▶ _PROBLEM TO WORK ON_:
All that is wanted is a word-for-word copy of the data from its first line to the line containing "Please include both", both included.

[Stored data]
===============

PR #2413, opened 2020-04-28
Fix static image IPv6 support.

### LINKED ISSUE #2373: IPv6 static native image throws java.net.SocketException: Protocol family unavailable
**Describe the issue**
Executing a static native image binary built using muslC throws a SocketException when using an IPv6 address

Please include both build steps as well as run steps
1. Install scala build tool `SBT` https://www.scala-sbt.org/download.html
2. Clone https://github.com/drocsid/https_example
3. Execute the script native-image-build-cmd.sh which builds a static image using muslC
4. Execute the nativeImage  binary and get the stack trace.

```
java.net.SocketException: Protocol family unavailable
	at com.oracle.svm.jni.JNIJavaCallWrappers.jniInvoke_ARRAY:Ljava_net_SocketException_2_0002e_0003cinit_0003e_00028Ljava_lang_String_2_00029V(JNIJavaCallWrappers.java:0)
	at com.oracle.svm.jni.functions.JNIFunctions$NewObjectWithObjectArrayArgFunctionPointer.invoke(JNIFunctions.java)
	at com.oracle.svm.jni.functions.JNIFunctions.ThrowNew(JNIFunctions.java:801)
	at sun.nio.ch.Net.bind0(Net.java)
	at sun.nio.ch.Net.bind(Net.java:455)
	at sun.nio.ch.Net.bind(Net.java:447)
	at sun.nio.ch.ServerSocketChannelImpl.bind(ServerSocketChannelImpl.java:227)
	at java.nio.channels.ServerSocketChannel.bind(ServerSocketChannel.java:162)
	at org.http4s.blaze.channel.nio1.NIO1SocketServerGroup.$anonfun$bind$1(NIO1SocketServerGroup.scala:217)
	at scala.util.Try$.apply(Try.scala:210)
	at org.http4s.blaze.channel.nio1.NIO1SocketServerGroup.bind(NIO1SocketServerGroup.scala:216)
	at org.http4s.blaze.channel.nio1.NIO1SocketServerGroup$$anon$1.bind(NIO1SocketServerGroup.scala:79)
	at org.http4s.server.blaze.BlazeServerBuilder.$anonfun$resource$5(BlazeServerBuilder.scala:341)
	at scala.Function1.$anonfun$andThen$1(Function1.scala:85)
	at scala.Function1.$anonfun$andThen$1(Function1.scala:85)
	at cats.effect.IO$Map.apply(IO.scala:1504)
	at cats.effect.IO$Map.apply(IO.scala:1502)
	at cats.effect.internals.IORunLoop$.cats$effect$internals$IORunLoop$$loop(IORunLoop.scala:142)
	at cats.effect.internals.IORunLoop$.startCancelable(IORunLoop.scala:41)
	at cats.effect.internals.IOBracket$BracketStart.run(IOBracket.scala:88)
	at cats.effect.internals.Trampoline.cats$effect$internals$Trampoline$$immediateLoop(Trampoline.scala:67)
	at cats.effect.internals.Trampoline.startLoop(Trampoline.scala:35)
	at cats.effect.internals.TrampolineEC$JVMTrampoline.super$startLoop(TrampolineEC.scala:89)
	at cats.effect.internals.TrampolineEC$JVMTrampoline.$anonfun$startLoop$1(TrampolineEC.scala:89)
	at scala.runtime.java8.JFunction0$mcV$sp.apply(JFunction0$mcV$sp.scala:18)
	at scala.concurrent.BlockContext$.withBlockContext(BlockContext.scala:94)
	at cats.effect.internals.TrampolineEC$JVMTrampoline.startLoop(TrampolineEC.scala:89)
	at cats.effect.internals.Trampoline.execute(Trampoline.scala:43)
	at cats.effect.internals.TrampolineEC.execute(TrampolineEC.scala:42)
	at cats.effect.internals.IOBracket$BracketStart.apply(IOBracket.scala:69)
	at cats.effect.internals.IOBracket$BracketStart.apply(IOBracket.scala:49)
	at cats.effect.internals.IORunLoop$.cats$effect$internals$IORunLoop$$loop(IORunLoop.scala:139)
	at cats.effect.internals.IORunLoop$.start(IORunLoop.scala:34)
	at cats.effect.internals.IOBracket$.$anonfun$apply$1(IOBracket.scala:42)
	at cats.effect.internals.IOBracket$.$anonfun$apply$1$adapted(IOBracket.scala:32)
	at cats.effect.internals.IORunLoop$RestartCallback.start(IORunLoop.scala:345)
	at cats.effect.internals.IORunLoop$.cats$effect$internals$IORunLoop$$loop(IORunLoop.scala:122)
	at cats.effect.internals.IORunLoop$RestartCallback.signal(IORunLoop.scala:359)
	at cats.effect.internals.IORunLoop$RestartCallback.apply(IORunLoop.scala:380)
	at cats.effect.internals.IORunLoop$RestartCallback.apply(IORunLoop.scala:323)
	at cats.effect.internals.IOShift$Tick.run(IOShift.scala:35)
	at cats.effect.internals.PoolUtils$$anon$2$$anon$3.run(PoolUtils.scala:52)
	at java.util.concurrent.ThreadPoolExecutor.runWorker(ThreadPoolExecutor.java:1128)
	at java.util.concurrent.ThreadPoolExecutor$Worker.run(ThreadPoolExecutor.java:628)
	at java.lang.Thread.run(Thread.java:834)
	at com.oracle.svm.core.thread.JavaThreads.threadStartRoutine(JavaThreads.java:527)
	at com.oracle.svm.core.posix.thread.PosixJavaThreads.pthreadStartRoutine(PosixJavaThreads.java:193)
```

java --version
openjdk 11.0.6 2020-01-14
OpenJDK Runtime Environment GraalVM CE 20.0.0 (build 11.0.6+9-jvmci-20.0-b02)
OpenJDK 64-Bit Server VM GraalVM CE 20.0.0 (build 11.0.6+9-jvmci-20.0-b02, mixed mode, sharing)

OS: Debian 4.19.0-4-amd64 bullseye
Architecture: AMD64

**More details**
https://github.com/drocsid/https_example/blob/aab787f5ce12e621002f1e661a2972f63df351c8/README.md

gradinac:
The issue is described in more detail here: [#2373 comment](https://github.com/oracle/graal/issues/2373#issuecomment-619147560 )

This PR fixes support for IPv6 in static native-images. It also adds a check to see whether the `JVM_FindLibraryEntry` has been called while running a static native-image binary, and force the program to exit if that is the case, instead of allowing implementation specific behavior.

JDK 11 call that checks for IPv6 support can be located at: https://github.com/graalvm/labs-openjdk-11/blob/master/src/java.base/unix/native/libnet/net_util_md.c, function `jint  IPv6_supported()`, called during `libnet` initialization.

Closes #2373

### DIFF
--- a/substratevm/src/com.oracle.svm.hosted/src/com/oracle/svm/hosted/VMFeature.java
+++ b/substratevm/src/com.oracle.svm.hosted/src/com/oracle/svm/hosted/VMFeature.java
@@ -32,10 +32,13 @@ import java.util.stream.Collectors;
 import org.graalvm.nativeimage.ImageSingletons;
 import org.graalvm.nativeimage.Platform;
 import org.graalvm.nativeimage.hosted.Feature;
+import org.graalvm.word.PointerBase;
+import org.graalvm.word.WordFactory;
 
 import com.oracle.svm.core.SubstrateOptions;
 import com.oracle.svm.core.VM;
 import com.oracle.svm.core.annotate.AutomaticFeature;
+import com.oracle.svm.core.c.CGlobalData;
 import com.oracle.svm.core.c.CGlobalDataFactory;
 import com.oracle.svm.core.c.libc.LibCBase;
 import com.oracle.svm.core.util.VMError;
@@ -47,6 +50,7 @@ import com.oracle.svm.hosted.c.codegen.CCompilerInvoker;
 public class VMFeature implements Feature {
 
     private NativeLibraries nativeLibraries;
+    private static final String STATIC_BINARY_MARKER_SYMBOL_NAME = "__svm_vm_is_static_binary";
 
     @Override
     public void beforeAnalysis(BeforeAnalysisAccess a) {
@@ -77,8 +81,7 @@ public class VMFeature implements Feature {
         addCGlobalDataString("Target.LibC", ImageSingletons.lookup(LibCBase.class).getClass().getName());
 
         addCGlobalDataString("Target.Libraries", String.join("|", nativeLibraries.getLibraries()));
-        addCGlobalDataString("Target.StaticLibraries", nativeLibraries.getStaticLibraries().stream()
-                        .map(Path::getFileName).map(Path::toString).collect(Collectors.joining("|")));
+        addCGlobalDataString("Target.StaticLibraries", nativeLibraries.getStaticLibraries().stream().map(Path::getFileName).map(Path::toString).collect(Collectors.joining("|")));
         if (ImageSingletons.contains(CCompilerInvoker.class)) {
             addCGlobalDataString("Target.CCompiler", ImageSingletons.lookup(CCompilerInvoker.class).compilerInfo.toString());
         }
@@ -89,6 +92,9 @@ public class VMFeature implements Feature {
             nativeLibraries.getStaticLibraries().stream().map(current::relativize).map(Path::toString).forEach(x -> System.out.println("#   " + x));
             System.out.println("# Other libraries: " + String.join(",", nativeLibraries.getLibraries()));
         }
+
+        CGlobalData<PointerBase> isStaticBinaryMarker = CGlobalDataFactory.createWord(WordFactory.unsigned(SubstrateOptions.StaticExecutable.hasBeenSet() ? ~1 : 0), STATIC_BINARY_MARKER_SYMBOL_NAME);
+        CGlobalDataFeature.singleton().registerAsAccessedOrGet(isStaticBinaryMarker);
     }
 
     private static void addCGlobalDataString(String infoType, String content) {
--- a/substratevm/src/com.oracle.svm.native.jvm.posix/src/JvmFuncs.c
+++ b/substratevm/src/com.oracle.svm.native.jvm.posix/src/JvmFuncs.c
@@ -44,6 +44,16 @@
 #define OS_OK 0
 #define OS_ERR -1
 
+/* Set by native-image during image build time. Indicates whether the built image is a static binary. */
+extern int __svm_vm_is_static_binary;
+/*
+    The way JDK checks IPv6 support on Linux involves checking if this function exists using JVM_FindLibraryEntry. That
+    function in turn calls dlsym, which is a bad idea in a static binary. Since this function is guaranteed to exist on
+    every POSIX platform we support, we ask the linker to provide us with the symbol value, which we will then return to
+    the test code.
+*/
+int inet_pton(int af, const char *src, void *dst);
+
 #ifdef JNI_VERSION_9
     #define JVM_INTERFACE_VERSION 6
 #else
@@ -78,7 +88,24 @@ JNIEXPORT int JNICALL JVM_Connect(int fd, struct sockaddr* him, socklen_t len) {
 }
 
 JNIEXPORT void* JNICALL JVM_FindLibraryEntry(void* handle, const char* name) {
-    return dlsym(handle, name);
+    /*
+        Calls to this function from a static binary are inherently unsafe. On some libc implementations, it may result
+        in a segfault, while on others, the symbol could be wrongly not found. As of JDK11, this function is invoked in
+        only one place: IPv6 support checking.
+        As a safeguard, we restrict access to only known used symbols from the JDK code. If a future version introduces
+        a dependency on another symbol, it could result in hard-to-find bugs. Therefore, calling this function from a
+        static binary with an unknown symbol terminates the program.
+    */
+    if (__svm_vm_is_static_binary) {
+        if (strcmp(name, "inet_pton") == 0) {
+            return inet_pton;
+        }
+        fprintf(stderr, "Internal error: JVM_FindLibraryEntry called from a static native image. Results may be unpredictable. Please report this issue to the SubstrateVM team.");
+        fflush(stderr);
+        exit(1);
+    } else {
+        return dlsym(handle, name);
+    }
 }
 
 JNIEXPORT int JNICALL JVM_GetHostName(char* name, int namelen) {


substratevm/src/com.oracle.svm.hosted/src/com/oracle/svm/hosted/VMFeature.java
```diff
@@ -89,6 +92,9 @@ public void afterAnalysis(AfterAnalysisAccess access) {
             nativeLibraries.getStaticLibraries().stream().map(current::relativize).map(Path::toString).forEach(x -> System.out.println("#   " + x));
             System.out.println("# Other libraries: " + String.join(",", nativeLibraries.getLibraries()));
         }
+
+        CGlobalData<PointerBase> isStaticBinaryMarker = CGlobalDataFactory.createWord(WordFactory.unsigned(SubstrateOptions.StaticExecutable.hasBeenSet() ? ~0 : 0), STATIC_BINARY_MARKER_SYMBOL_NAME);
```
olpaw, line 96: I'd use `-1` instead of `~0` (although a matter of taste).

substratevm/src/com.oracle.svm.native.jvm.posix/src/JvmFuncs.c
```diff
@@ -78,7 +88,24 @@ JNIEXPORT int JNICALL JVM_Connect(int fd, struct sockaddr* him, socklen_t len) {
...
-    return dlsym(handle, name);
+    /*
+        Calls to this function from a static binary are inherently unsafe. On some libc implementations, it may result
+        in a segfault, while on others, the symbol could be wrongly not found. As of JDK11, this function is invoked in
+        only one place: IPv6 support checking.
+        As a safeguard, we restrict access to only known used symbols from the JDK code. If a future version introduces
+        a dependency on another symbol, it could result in hard-to-find bugs. Therefor, calling this function from a
+        static binary with an unknown symbol terminates the program.
+    */
+    if (__svm_vm_is_static_binary) {
```
olpaw, line 99: This is neat!

substratevm/src/com.oracle.svm.native.jvm.posix/src/JvmFuncs.c
```diff
@@ -78,7 +88,24 @@ JNIEXPORT int JNICALL JVM_Connect(int fd, struct sockaddr* him, socklen_t len) {
...
+        if (strcmp(name, "inet_pton") == 0) {
+            return inet_pton;
+        }
+        fprintf(stderr, "Internal error: JVM_FindLibraryEntry called from a static native image. Results may be unpredictable. Please report this issue to the SubstrateVM team.");
```
olpaw, line 103: Use
```
(*env)->FatalError(env, "Internal error: JVM_FindLibraryEntry called from a static native image. Results may be unpredictable. Please report this issue to the SubstrateVM team.");
```
instead. It has the advantage that we see the whole stack trace that caused the situation.

olpaw: Ahh that's not possible here because we don't get `JNIEnv` passed into `JVM_FindLibraryEntry`.

substratevm/src/com.oracle.svm.hosted/src/com/oracle/svm/hosted/VMFeature.java
gradinac: I have changed it to -1 instead of ~0. :)

bobvandette:
If the symbol inet_pton exist in the generated static image then why doesn't dlsym find it?
We're passing RTLD_DEFAULT which should look for the symbols in the executable.  Does musl libc dlsym not work the same way as libc or is inet_pton not declared as a global symbol in the executable image?

bobvandette:
In the event that RTLD_DEFAULT doesn't work when linked against musl libc, you might want to take a look at other uses of RTLD_DEFAULT in the JDK native libraries (nio and net) to make sure they won't impact native-image generated executables.  

jdk15/open/src/java.base$ search RTLD_DEFAULT
./linux/native/libnio/fs/LinuxNativeDispatcher.c:    my_fgetxattr_func = (fgetxattr_func*)dlsym(RTLD_DEFAULT, "fgetxattr");
./linux/native/libnio/fs/LinuxNativeDispatcher.c:    my_fsetxattr_func = (fsetxattr_func*)dlsym(RTLD_DEFAULT, "fsetxattr");
./linux/native/libnio/fs/LinuxNativeDispatcher.c:    my_fremovexattr_func = (fremovexattr_func*)dlsym(RTLD_DEFAULT, "fremovexattr");
./linux/native/libnio/fs/LinuxNativeDispatcher.c:    my_flistxattr_func = (flistxattr_func*)dlsym(RTLD_DEFAULT, "flistxattr");
./unix/native/libjli/java_md_common.c:       findBootClass = (FindClassFromBootLoader_t *)dlsym(RTLD_DEFAULT,
./unix/native/libjli/java_md_solinux.c:        fptr = (int (*)())dlsym(RTLD_DEFAULT, "main");
./unix/native/libnio/fs/UnixNativeDispatcher.c:    my_openat64_func = (openat64_func*)dlsym(RTLD_DEFAULT, "openat");
./unix/native/libnio/fs/UnixNativeDispatcher.c:    my_fstatat64_func = (fstatat64_func*)dlsym(RTLD_DEFAULT, "fstatat");
./unix/native/libnio/fs/UnixNativeDispatcher.c:    my_openat64_func = (openat64_func*) dlsym(RTLD_DEFAULT, "openat64");
./unix/native/libnio/fs/UnixNativeDispatcher.c:    my_fstatat64_func = (fstatat64_func*) dlsym(RTLD_DEFAULT, "fstatat64");
./unix/native/libnio/fs/UnixNativeDispatcher.c:    my_unlinkat_func = (unlinkat_func*) dlsym(RTLD_DEFAULT, "unlinkat");
./unix/native/libnio/fs/UnixNativeDispatcher.c:    my_renameat_func = (renameat_func*) dlsym(RTLD_DEFAULT, "renameat");
./unix/native/libnio/fs/UnixNativeDispatcher.c:    my_futimesat_func = (futimesat_func*) dlsym(RTLD_DEFAULT, "futimesat");
./unix/native/libnio/fs/UnixNativeDispatcher.c:    my_lutimes_func = (lutimes_func*) dlsym(RTLD_DEFAULT, "lutimes");
./unix/native/libnio/fs/UnixNativeDispatcher.c:    my_futimens_func = (futimens_func*) dlsym(RTLD_DEFAULT, "futimens");
./unix/native/libnio/fs/UnixNativeDispatcher.c:    my_fdopendir_func = (fdopendir_func*) dlsym(RTLD_DEFAULT, "fdopendir64");
./unix/native/libnio/fs/UnixNativeDispatcher.c:    my_fdopendir_func = (fdopendir_func*) dlsym(RTLD_DEFAULT, "fdopendir");
./unix/native/libnet/net_util_md.c:    ipv6_fn = JVM_FindLibraryEntry(RTLD_DEFAULT, "inet_pton");
./unix/native/libnet/DefaultProxySelector.c:                (g_type_init_func*)dlsym(RTLD_DEFAULT, "g_type_init");
./unix/native/libnet/DefaultProxySelector.c:                (gconf_client_get_default_func*)dlsym(RTLD_DEFAULT,
./unix/native/libnet/DefaultProxySelector.c:                        (gconf_client_get_string_func*)dlsym(RTLD_DEFAULT,
./unix/native/libnet/DefaultProxySelector.c:                        (gconf_client_get_int_func*)dlsym(RTLD_DEFAULT,
./unix/native/libnet/DefaultProxySelector.c:                        (gconf_client_get_bool_func*)dlsym(RTLD_DEFAULT,

bobvandette:
Also, if this issue is a musl libc problem, your flag that you are using to enable the work-around should be based on a MUSLC specific flag and not the fact that you are building statically.  If you build a static library for Linux, you might not need this work-around.

bobvandette:
Could someone try using the latest muslC library version 1.2.0 to see if it resolves this problem without this change?

gradinac:
@bobvandette This issue is not musl specific, although that is where we found the first manifestation of it. It is specific to static native-images.
The `inet_pton` symbol is provided by the implementing libc (in this case - musl c, but it can also be provided by glibc).
The issue lies in calling `dlsym`, a function meant for searching through the dynamic symbol table for a symbol provided by a loaded dynamic library. As the JDK libraries were not meant to be used in a static executable, they make use of `dlsym` for some operations.
When using JDK as it was intended, libc will be dynamically loaded inside the JVM at runtime, which then behaves as expected.
This issue can manifest itself in different ways. For example, on the last few musl releases and the glibc release provided on Ubuntu 18.04 (2.27), the symbol will not be found. For the glibc version provided in Oracle Linux 6, we would get a segfault.
Thank you for the list of `dlsym` usages, I will investigate them and see if any more conflicts can arise in that area.

gradinac:
One note: Right now, musl is supported only on JDK11 with the primary purpose of creating static native-images, so I will focus on the `labs-openjdk-11` source code.

gradinac:
Here is a list of files inside `java.base` which use `RTLD_DEFAULT`:

 - ./macosx/native/libjli/java_md_macosx.c
 - ./aix/native/libnio/ch/AixPollPort.c
 - ./linux/native/libnio/fs/LinuxNativeDispatcher.c
 - ./unix/native/libnio/fs/UnixNativeDispatcher.c
 - ./unix/native/libjli/java_md_common.c
 - ./unix/native/libjli/java_md_solinux.c
 - ./unix/native/libnet/DefaultProxySelector.c
 - ./unix/native/libnet/net_util_md.c
 - ./unix/native/libjava/jdk_util_md.c

As we are only interested in Linux, we will remove files specific to other systems:

 - ./linux/native/libnio/fs/LinuxNativeDispatcher.c
 - ./unix/native/libnio/fs/UnixNativeDispatcher.c
 - ./unix/native/libjli/java_md_common.c
 - ./unix/native/libjli/java_md_solinux.c
 - ./unix/native/libnet/DefaultProxySelector.c
 - ./unix/native/libnet/net_util_md.c
 - ./unix/native/libjava/jdk_util_md.c
---
Here are the noted issues, broken down by file groups:

 - ./linux/native/libnio/fs/LinuxNativeDispatcher.c
 - ./unix/native/libnio/fs/UnixNativeDispatcher.c

These two files appear to grab functions necessary for file manipulation. These appear to be used and this could cause us issues in a static native-image. I will investigate this further and see if I can create an example that misbehaves in a static native-image.

---
 - ./unix/native/libjli/java_md_common.c

SVM does not rely on class loaders for a native-image. This part of the code should not be reachable. If it were somehow reached,
the referenced function `JVM_FindClassFromBootLoader` would exit fatally in our JVM implementation (JvmFuncsFallbacks.c):
```c
JNIEXPORT jobject JNICALL JVM_FindClassFromBootLoader(JNIEnv *env) {
    (*env)->FatalError(env, "JVM_FindClassFromBootLoader called:  Unimplemented");
    return NULL;
}
```

---
 - ./unix/native/libjli/java_md_solinux.c

This file appears to only be used by the `java` launcher, which SVM also does not rely on.

---
 - ./unix/native/libnet/DefaultProxySelector.c

This file appears to only be used for Darwin by looking at com/oracle/svm/hosted/jdk/JNIRegistrationJava.java:165:
```java
if (isDarwin()) {
            List<Method> darwinMethods = Arrays.asList(
                            method(a, "apple.security.KeychainStore", "_scanKeychain"),
                            method(a, "apple.security.KeychainStore", "_releaseKeychainItemRef", long.class),
                            method(a, "apple.security.KeychainStore", "_addItemToKeychain", String.class, boolean.class, byte[].class, char[].class),
                            method(a, "apple.security.KeychainStore", "_removeItemFromKeychain", long.class),
                            method(a, "apple.security.KeychainStore", "_getEncodedKeyData", long.class, char[].class));
            if (JavaVersionUtil.JAVA_SPEC >= 11) {
                /*
                 * JNI method implementations depending on CoreService are present in the following
                 * jdk classes sun.nio.fs.MacOXFileSystemProvider (9+),
                 * sun.net.spi.DefaultProxySelector (9+)
                 */
                ArrayList<Method> methods = new ArrayList<>(darwinMethods);
                methods.addAll(Arrays.asList(method(a, "sun.nio.fs.MacOSXFileSystemProvider", "getFileTypeDetector"),
                                method(a, "sun.net.spi.DefaultProxySelector", "getSystemProxies", String.class, String.class),
                                method(a, "sun.net.spi.DefaultProxySelector", "init")));

                a.registerReachabilityHandler(CORESERVICES_LINKER, methods.toArray(new Object[]{}));
            } else {
                a.registerReachabilityHandler(CORESERVICES_LINKER, darwinMethods.toArray(new Object[]{}));
            }
        }
```
---
 - ./unix/native/libnet/net_util_md.c

This file was covered by the linked IPv6 bug report and the above PR.

---
 - ./unix/native/libjava/jdk_util_md.c
 This contains a JDK_FindJvmEntry function:

```c
void* JDK_FindJvmEntry(const char* name) {
    return dlsym(RTLD_DEFAULT, name);
}
```
This function does not appear to be used anywhere.

I will post an update on the (Unix|Linux)NativeDispatcher as soon as I create an example.
Thank you for pointing me this way! If this does not work, it would be an issue for static native-images.

gradinac:
@bobvandette 
As mentioned above, the two problematic files appeared to be:
 - ./linux/native/libnio/fs/LinuxNativeDispatcher.c
 - ./unix/native/libnio/fs/UnixNativeDispatcher.c

The issues they cause are a bit subtle. Here is an example program that will use these under the hood:
`$ cat DispatcherTest.java`
```java
import java.io.IOException;
import java.nio.file.DirectoryStream;
import java.nio.file.Files;
import java.nio.file.Path;
import java.nio.file.Paths;
import java.nio.file.SecureDirectoryStream;

public class DispatcherTest {

    public static void main(String[] args) throws IOException {
        Files.createDirectories(Paths.get("foo"));
        Files.createFile(Paths.get("foo/a"));
        Files.createFile(Paths.get("foo/b"));
        Files.createDirectory(Paths.get("foo/c"));
        Files.createFile(Paths.get("foo/c/d"));
        Files.createFile(Paths.get("foo/c/e"));

        try (DirectoryStream<Path> stream = Files.newDirectoryStream(Paths.get("foo"))) {
            System.out.println(stream.getClass().getName());
            stream.forEach(e -> System.out.println(e));
        }
    }
}
```
Compile the program and build three native-images:
 - a dynamically linked native-image
 - a statically linked native-image, linked against glibc
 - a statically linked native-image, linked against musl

===============

▶ _FINISHED TASK_:
PR #2413, opened 2020-04-28
Fix static image IPv6 support.

### LINKED ISSUE #2373: IPv6 static native image throws java.net.SocketException: Protocol family unavailable
**Describe the issue**
Executing a static native image binary built using muslC throws a SocketException when using an IPv6 address

Please include both build steps as well as run steps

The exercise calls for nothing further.